A scene from Waltz with Bashir

Waltz with Bashir uses animation to portray fragmented memoriesThis year at the Cannes Film festival an animated documentary about the massacre in the Middle East is in the lead to win the Palme d’Or prize. Director Ari Folman attempts to tell the story of the atrocity he bore witness to during his time spent in the Israeli army in 1982. According to the BBC the story is about:

 

The invasion of Lebanon, codenamed Operation Peace for Galilee, was an attempt to occupy the country as far as the capital Beirut.

It ended in what many think of as the worst atrocity of the entire Arab-Israeli conflict, when at least 800 Palestinian civilians were massacred at the Sabra and Shatila refugee camps during Israel’s invasion.

They were murdered by Lebanese Christian militiamen allied to Israel while the Israeli forces encircled the camps.

Folman was among them. His film is a personal journey with his own narration accompanied, unusually, by animated images.

The director says he had blanked the massacre from his memory until he started making the film.
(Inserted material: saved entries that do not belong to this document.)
PR #32, opened 2020-08-12
SEP 24: Add sub_state_return

Akm0d:
Add the ability for states to have `sub_state_run`s so that state output from modules that can execute multiple states/SLSs/configurations/plays simultaneously can very clear and verbose.

### DIFF
--- a/0024-sub-state-returns.md
+++ b/0024-sub-state-returns.md
@@ -38,8 +38,6 @@ Definitions
 - External state engine: A salt module that has the ability to execute a group of configurations (I.E Ansible, Chef, Idem)
 - Sub state run: A new key in the return of salt states that allows definitions of external state engine run details
 
-This is the bulk of the SEP. Explain the design in enough detail for somebody familiar
-with the product to understand, and for somebody familiar with the internals to implement. It should include:
 
 How it is used
 --------------
--- a/0024-sub-state-returns.md
+++ b/0024-sub-state-returns.md
@@ -1,4 +1,4 @@
-- Feature Name: Sub State Returns
+- Feature Name: Sub State Runs
 - Start Date: 2020-08-12
 - SEP Status: Draft
 - SEP PR: github.com/saltstack/salt/pull/57993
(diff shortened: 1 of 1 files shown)


OrangeDog:
Should this also cover "internal" sub-states? There are a few states that call `file.managed` internally, for example.

Oloremo:
> Should this also cover "internal" sub-states? There are a few states that call file.managed internally, for example.

Yeah, we wrote an abomination of the state that calls for 4 different states and we have to play around this very hard to be able to return correct results.

Akm0d:
The original motivation for this was indeed because of idem and idem-cloud.
The first connections I drew were to Ansiblegate and chef, but for sure, states that call `file.managed` or other states internally would be able to show the changes made by those individual state calls.  So yes, this should cover "internal sub states" thank you for that insight :+1:

0024-sub-state-returns.md
```diff
@@ -0,0 +1,153 @@
...
+            "start_time": None,  # Optional, the timestamp of the external state run's start time
+            "low": {
+                "name": None,        # The name of the state from the external state run
+                "state": None,       # Name of the external state run
+                "__id__": None,      # ID of the external state run
+                "fun": None,         # The Function name from the external state run
+            },
+        }
+    ],
+}
```
Akm0d, line 77: Is this a good way for the return data to be formatted?  I wanted to pass it through the state "low_data" function the same as regular states.  Any thoughts on the implementation here?

waynew: > This talks a lot about the motivation and impact on `idem`, but what about the regular salt engine?
> What are the internal and observable changes to e.g. the ansible states, and would they require e.g. changes to peoples' returners?

By default, they won't see any change. It won't break, but nobody will see anything fancy - it will look exactly how it does today. *But* if the ansible states/modules are updated to actually return the sub state return data? 🎉  then they would show up. 

Basically this proposal is driven by `idem`, but can benefit anything that takes advantage of returning more structured data.

@Akm0d maybe it would also help to add a sample of the current output, as well as what the output would look like with this change applied - obviously using the default outputter, but perhaps JSON style as well.

OrangeDog:
> if the ansible states/modules are updated to actually return the sub state return data

Shouldn't part of the implementation plan be to do that then (and everywhere else applicable)? A PoC and an analysis of e.g. whether it's a breaking change.

Akm0d:
The PoC has been done with [idem](https://github.com/saltstack/salt/pull/57969).  It works and does not appear to be a breaking change. The door would be wide open for sub state returns to be applied everywhere else they would be useful.

OrangeDog:
> The PoC has been done with idem. It works and does not appear to be a breaking change.

Yes, but I'm asking about the main salt engine, not idem.

waynew:
> > if the ansible states/modules are updated to actually return the sub state return data
> 
> Shouldn't part of the implementation plan be to do that then (and everywhere else applicable)? A PoC and an analysis of e.g. whether it's a breaking change.

It's probably worthwhile doing a PoC with Ansible/etc. to confirm whether or not they can take advantage of these changes, and whether or not doing that would be a breaking change, though by adding return data I'm not sure how it would be -- unless one is depending on the *absence* of keys in the return, which seems like a bad idea 😬 

But I don't agree that this SEP/feature should **require** that anything uses it, it should just make the functionality available -- and as you mentioned it shouldn't require breaking changes (unless absolutely necessary).

waynew:
@Akm0d btw apparently I didn't let you know - this is SEP 24, feel free to update your file!

garethgreenaway (approved):

waynew (approved):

“I think more than ever that I was used. We were all used - cynically used,” he says.

‘Rage and anger’

“You are 18 years old, they send you there, you go there on a plane. You land at the international airport in Beirut and you see people get killed for nothing.

“When you look at it now, the rage and the anger is even stronger than it used to be before I made the film.

“Maybe that’s because I established family in the last five years and I have suddenly three kids. I look at them and they’re boys and think: ‘I will never let them do the same things I did.’
 
“This film is one of the things in order to persuade them not to take part in any violence whatsoever.”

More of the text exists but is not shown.